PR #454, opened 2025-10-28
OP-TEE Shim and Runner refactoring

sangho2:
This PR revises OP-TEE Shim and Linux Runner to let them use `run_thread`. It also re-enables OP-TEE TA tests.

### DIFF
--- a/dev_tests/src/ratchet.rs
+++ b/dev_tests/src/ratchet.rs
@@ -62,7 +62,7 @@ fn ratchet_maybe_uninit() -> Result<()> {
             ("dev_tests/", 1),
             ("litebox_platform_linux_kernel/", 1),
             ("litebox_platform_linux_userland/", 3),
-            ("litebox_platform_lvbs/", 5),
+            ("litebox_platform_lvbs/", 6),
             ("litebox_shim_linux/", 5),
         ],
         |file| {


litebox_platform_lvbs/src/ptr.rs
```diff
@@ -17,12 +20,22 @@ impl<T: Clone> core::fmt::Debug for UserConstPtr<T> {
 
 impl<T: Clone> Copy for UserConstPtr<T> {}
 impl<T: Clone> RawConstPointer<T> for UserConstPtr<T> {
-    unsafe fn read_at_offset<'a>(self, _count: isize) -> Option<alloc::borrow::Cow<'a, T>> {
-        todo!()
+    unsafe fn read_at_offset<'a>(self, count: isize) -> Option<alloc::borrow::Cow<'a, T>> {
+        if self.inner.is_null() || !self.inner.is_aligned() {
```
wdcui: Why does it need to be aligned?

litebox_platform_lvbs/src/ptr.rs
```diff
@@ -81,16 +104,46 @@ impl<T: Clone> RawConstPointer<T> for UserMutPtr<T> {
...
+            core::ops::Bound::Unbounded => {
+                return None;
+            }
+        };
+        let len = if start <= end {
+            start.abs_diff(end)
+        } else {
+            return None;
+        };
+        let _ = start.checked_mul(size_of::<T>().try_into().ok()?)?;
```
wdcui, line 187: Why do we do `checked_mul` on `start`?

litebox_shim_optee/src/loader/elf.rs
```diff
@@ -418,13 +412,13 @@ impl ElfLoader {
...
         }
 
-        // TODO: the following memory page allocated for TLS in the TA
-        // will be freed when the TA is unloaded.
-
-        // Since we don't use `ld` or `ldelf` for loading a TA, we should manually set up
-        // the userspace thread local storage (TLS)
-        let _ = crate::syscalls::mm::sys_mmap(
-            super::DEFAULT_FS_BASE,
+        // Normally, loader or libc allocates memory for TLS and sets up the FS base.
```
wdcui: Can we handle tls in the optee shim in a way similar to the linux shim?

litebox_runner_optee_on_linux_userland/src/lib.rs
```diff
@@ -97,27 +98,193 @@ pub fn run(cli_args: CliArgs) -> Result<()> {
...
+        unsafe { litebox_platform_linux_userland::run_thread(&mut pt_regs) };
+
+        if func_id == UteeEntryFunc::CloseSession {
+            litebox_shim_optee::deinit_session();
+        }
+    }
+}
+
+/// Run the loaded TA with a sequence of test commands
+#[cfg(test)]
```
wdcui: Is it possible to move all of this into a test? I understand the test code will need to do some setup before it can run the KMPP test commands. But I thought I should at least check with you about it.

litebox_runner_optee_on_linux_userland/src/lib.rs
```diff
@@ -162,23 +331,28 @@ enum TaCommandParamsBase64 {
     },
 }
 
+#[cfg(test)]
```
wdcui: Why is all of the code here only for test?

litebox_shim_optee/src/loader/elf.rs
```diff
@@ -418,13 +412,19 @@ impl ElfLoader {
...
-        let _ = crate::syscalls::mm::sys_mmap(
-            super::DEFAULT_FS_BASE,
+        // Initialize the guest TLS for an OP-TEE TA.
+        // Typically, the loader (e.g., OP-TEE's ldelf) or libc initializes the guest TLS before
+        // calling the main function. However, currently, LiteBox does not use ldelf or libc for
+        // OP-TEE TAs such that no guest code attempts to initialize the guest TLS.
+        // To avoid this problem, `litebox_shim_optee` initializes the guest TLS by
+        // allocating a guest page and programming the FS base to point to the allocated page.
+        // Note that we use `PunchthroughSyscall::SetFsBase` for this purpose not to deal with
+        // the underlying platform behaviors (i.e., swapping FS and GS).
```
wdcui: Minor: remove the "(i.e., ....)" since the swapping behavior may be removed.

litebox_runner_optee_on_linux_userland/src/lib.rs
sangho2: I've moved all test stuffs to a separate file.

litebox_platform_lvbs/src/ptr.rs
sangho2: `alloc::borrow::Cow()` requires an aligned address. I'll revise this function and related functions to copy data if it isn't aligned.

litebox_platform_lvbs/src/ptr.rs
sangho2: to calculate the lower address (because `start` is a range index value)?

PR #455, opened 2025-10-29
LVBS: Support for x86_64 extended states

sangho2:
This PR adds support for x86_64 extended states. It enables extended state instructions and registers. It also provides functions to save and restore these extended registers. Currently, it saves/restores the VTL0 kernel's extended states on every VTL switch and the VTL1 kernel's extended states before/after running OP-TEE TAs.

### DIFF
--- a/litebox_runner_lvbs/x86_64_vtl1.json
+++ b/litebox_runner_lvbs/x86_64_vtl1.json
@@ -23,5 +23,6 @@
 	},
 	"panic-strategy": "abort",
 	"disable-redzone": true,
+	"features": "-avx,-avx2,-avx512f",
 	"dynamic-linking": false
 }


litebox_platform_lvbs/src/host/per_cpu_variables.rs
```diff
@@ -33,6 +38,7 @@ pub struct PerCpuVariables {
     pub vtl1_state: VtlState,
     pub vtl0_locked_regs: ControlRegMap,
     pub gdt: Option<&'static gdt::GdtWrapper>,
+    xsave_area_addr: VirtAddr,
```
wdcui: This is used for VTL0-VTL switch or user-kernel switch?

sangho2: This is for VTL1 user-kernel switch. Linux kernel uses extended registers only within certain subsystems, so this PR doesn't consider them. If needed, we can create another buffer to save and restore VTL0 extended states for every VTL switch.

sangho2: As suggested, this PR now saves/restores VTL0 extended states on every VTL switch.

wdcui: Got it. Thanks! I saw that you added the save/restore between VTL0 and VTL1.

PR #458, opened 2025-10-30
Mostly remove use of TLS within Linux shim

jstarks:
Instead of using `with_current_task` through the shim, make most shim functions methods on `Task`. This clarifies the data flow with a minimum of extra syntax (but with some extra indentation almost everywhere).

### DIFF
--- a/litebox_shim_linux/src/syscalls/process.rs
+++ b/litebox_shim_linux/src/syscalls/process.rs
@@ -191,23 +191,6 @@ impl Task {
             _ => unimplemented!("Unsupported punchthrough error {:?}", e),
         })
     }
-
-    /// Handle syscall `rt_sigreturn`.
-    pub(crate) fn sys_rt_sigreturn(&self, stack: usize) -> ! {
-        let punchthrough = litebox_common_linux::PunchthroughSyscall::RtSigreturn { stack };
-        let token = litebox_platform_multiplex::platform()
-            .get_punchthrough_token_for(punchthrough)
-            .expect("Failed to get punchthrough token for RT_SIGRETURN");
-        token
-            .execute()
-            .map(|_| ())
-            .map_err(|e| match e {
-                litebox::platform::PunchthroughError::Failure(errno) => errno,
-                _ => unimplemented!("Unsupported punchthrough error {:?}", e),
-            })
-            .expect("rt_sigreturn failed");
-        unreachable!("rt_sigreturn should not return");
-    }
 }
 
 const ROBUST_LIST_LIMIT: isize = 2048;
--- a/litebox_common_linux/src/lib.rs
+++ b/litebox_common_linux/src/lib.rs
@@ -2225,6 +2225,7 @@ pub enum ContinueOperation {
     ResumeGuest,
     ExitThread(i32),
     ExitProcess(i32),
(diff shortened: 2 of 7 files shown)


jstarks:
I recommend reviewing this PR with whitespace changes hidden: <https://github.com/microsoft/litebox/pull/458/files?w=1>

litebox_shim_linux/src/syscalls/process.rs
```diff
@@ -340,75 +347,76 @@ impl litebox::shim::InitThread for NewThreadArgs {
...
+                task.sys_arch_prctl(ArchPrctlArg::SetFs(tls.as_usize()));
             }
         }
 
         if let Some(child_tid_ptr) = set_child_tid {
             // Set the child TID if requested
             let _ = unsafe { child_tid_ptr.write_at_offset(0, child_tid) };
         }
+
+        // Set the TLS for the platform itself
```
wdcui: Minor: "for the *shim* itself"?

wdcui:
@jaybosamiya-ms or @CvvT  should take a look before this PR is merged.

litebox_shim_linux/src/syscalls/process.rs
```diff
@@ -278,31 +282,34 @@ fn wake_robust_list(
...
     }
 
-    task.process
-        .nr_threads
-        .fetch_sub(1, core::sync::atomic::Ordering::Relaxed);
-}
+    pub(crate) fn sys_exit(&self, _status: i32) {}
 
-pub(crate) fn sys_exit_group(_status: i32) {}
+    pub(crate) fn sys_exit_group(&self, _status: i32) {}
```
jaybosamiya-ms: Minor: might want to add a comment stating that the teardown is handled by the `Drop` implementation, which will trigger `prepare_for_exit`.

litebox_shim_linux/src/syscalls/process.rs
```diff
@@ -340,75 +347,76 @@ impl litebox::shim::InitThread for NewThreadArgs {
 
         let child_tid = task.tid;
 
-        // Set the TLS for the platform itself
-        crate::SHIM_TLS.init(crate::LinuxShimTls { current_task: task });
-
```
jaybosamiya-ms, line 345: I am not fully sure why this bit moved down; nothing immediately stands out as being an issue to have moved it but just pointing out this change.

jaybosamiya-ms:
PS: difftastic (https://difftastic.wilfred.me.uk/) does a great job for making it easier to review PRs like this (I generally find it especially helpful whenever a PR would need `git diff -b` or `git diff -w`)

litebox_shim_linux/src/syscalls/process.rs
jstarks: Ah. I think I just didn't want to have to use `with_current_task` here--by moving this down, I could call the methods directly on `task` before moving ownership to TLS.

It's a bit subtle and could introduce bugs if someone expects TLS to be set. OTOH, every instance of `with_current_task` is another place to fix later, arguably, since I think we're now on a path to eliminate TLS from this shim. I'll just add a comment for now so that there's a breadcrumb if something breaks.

**REQUIREMENT**
Copy out the lines above that hold the string "could".

**RESPONSE BELOW**
jstarks: Ah. I think I just didn't want to have to use `with_current_task` here--by moving this down, I could call the methods directly on `task` before moving ownership to TLS.
It's a bit subtle and could introduce bugs if someone expects TLS to be set. OTOH, every instance of `with_current_task` is another place to fix later, arguably, since I think we're now on a path to eliminate TLS from this shim. I'll just add a comment for now so that there's a breadcrumb if something breaks.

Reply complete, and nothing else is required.